Records from a dataset:
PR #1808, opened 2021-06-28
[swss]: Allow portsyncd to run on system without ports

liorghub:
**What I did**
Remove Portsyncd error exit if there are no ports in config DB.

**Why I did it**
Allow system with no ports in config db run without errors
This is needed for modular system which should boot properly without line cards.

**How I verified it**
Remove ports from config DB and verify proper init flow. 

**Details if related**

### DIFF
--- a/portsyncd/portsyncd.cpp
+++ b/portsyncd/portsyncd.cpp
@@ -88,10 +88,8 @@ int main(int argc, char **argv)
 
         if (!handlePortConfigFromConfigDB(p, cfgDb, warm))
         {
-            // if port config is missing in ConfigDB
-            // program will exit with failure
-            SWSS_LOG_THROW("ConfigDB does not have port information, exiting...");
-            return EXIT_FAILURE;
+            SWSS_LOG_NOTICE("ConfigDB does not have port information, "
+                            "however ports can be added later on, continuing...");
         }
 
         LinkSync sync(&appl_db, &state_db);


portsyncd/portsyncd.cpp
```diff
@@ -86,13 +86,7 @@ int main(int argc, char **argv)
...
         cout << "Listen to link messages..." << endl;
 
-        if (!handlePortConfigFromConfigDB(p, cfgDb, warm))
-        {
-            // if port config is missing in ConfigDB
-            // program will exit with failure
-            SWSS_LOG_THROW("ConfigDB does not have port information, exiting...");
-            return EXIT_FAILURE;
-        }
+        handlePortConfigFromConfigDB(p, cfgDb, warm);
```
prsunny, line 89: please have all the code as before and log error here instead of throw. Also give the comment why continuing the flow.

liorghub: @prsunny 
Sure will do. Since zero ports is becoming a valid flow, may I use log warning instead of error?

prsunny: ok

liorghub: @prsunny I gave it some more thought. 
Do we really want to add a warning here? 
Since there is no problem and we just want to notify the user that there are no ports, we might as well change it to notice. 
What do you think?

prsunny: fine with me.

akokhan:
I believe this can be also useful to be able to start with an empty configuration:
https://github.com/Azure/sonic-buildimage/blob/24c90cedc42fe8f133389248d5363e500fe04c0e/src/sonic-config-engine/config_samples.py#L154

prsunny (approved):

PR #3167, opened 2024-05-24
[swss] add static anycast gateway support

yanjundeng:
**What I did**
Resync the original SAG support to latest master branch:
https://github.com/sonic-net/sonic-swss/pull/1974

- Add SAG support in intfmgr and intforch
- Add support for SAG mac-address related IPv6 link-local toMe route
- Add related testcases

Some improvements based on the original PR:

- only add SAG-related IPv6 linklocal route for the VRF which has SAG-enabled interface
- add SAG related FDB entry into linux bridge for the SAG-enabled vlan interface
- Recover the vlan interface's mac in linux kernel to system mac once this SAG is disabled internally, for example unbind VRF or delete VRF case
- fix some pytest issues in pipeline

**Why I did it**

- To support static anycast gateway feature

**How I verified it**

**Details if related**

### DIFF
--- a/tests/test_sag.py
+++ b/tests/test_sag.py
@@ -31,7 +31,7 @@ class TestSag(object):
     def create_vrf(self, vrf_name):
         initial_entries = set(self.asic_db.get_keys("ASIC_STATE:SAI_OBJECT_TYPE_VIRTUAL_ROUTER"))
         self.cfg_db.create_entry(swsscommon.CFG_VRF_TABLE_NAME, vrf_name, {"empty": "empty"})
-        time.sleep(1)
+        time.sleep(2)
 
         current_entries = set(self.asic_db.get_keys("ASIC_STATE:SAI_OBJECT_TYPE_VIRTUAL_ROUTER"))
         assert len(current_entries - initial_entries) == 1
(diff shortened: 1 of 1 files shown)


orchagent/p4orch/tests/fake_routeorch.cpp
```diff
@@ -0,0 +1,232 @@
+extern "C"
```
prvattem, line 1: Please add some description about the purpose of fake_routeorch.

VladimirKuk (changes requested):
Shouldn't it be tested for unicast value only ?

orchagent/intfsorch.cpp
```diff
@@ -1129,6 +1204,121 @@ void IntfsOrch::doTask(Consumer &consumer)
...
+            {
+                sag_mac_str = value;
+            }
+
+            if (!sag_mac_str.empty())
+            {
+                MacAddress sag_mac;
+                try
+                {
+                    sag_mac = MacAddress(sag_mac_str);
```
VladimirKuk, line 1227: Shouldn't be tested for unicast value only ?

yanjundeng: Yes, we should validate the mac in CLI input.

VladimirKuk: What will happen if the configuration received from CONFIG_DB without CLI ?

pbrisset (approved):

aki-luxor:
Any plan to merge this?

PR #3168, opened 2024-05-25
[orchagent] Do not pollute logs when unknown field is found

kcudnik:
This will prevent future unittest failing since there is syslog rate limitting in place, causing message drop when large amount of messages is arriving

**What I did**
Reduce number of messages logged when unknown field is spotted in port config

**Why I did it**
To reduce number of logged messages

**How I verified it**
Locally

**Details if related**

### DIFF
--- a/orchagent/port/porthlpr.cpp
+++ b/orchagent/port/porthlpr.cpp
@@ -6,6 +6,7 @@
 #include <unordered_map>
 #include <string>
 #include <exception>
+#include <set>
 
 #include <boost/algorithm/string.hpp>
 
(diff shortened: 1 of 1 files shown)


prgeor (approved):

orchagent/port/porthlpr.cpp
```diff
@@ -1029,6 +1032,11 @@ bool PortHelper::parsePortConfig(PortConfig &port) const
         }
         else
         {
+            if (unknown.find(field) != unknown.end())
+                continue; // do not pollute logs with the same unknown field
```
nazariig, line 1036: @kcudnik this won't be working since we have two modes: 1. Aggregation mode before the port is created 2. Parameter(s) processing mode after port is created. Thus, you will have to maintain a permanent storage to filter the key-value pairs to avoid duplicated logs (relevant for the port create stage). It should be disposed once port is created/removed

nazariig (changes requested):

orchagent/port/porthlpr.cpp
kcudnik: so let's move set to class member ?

WORK TASK: Transcribe exactly the lines from the one containing "yanjundeng: Yes, we" through the end of the records, both included, and nothing else.

OUTPUT FOR THIS EXERCISE:
yanjundeng: Yes, we should validate the mac in CLI input.

VladimirKuk: What will happen if the configuration received from CONFIG_DB without CLI ?

pbrisset (approved):

aki-luxor:
Any plan to merge this?

PR #3168, opened 2024-05-25
[orchagent] Do not pollute logs when unknown field is found

kcudnik:
This will prevent future unittest failing since there is syslog rate limitting in place, causing message drop when large amount of messages is arriving

**What I did**
Reduce number of messages logged when unknown field is spotted in port config

**Why I did it**
To reduce number of logged messages

**How I verified it**
Locally

**Details if related**

### DIFF
--- a/orchagent/port/porthlpr.cpp
+++ b/orchagent/port/porthlpr.cpp
@@ -6,6 +6,7 @@
 #include <unordered_map>
 #include <string>
 #include <exception>
+#include <set>
 
 #include <boost/algorithm/string.hpp>
 
(diff shortened: 1 of 1 files shown)


prgeor (approved):

orchagent/port/porthlpr.cpp
```diff
@@ -1029,6 +1032,11 @@ bool PortHelper::parsePortConfig(PortConfig &port) const
         }
         else
         {
+            if (unknown.find(field) != unknown.end())
+                continue; // do not pollute logs with the same unknown field
```
nazariig, line 1036: @kcudnik this won't be working since we have two modes: 1. Aggregation mode before the port is created 2. Parameter(s) processing mode after port is created. Thus, you will have to maintain a permanent storage to filter the key-value pairs to avoid duplicated logs (relevant for the port create stage). It should be disposed once port is created/removed

nazariig (changes requested):

orchagent/port/porthlpr.cpp
kcudnik: so let's move set to class member ?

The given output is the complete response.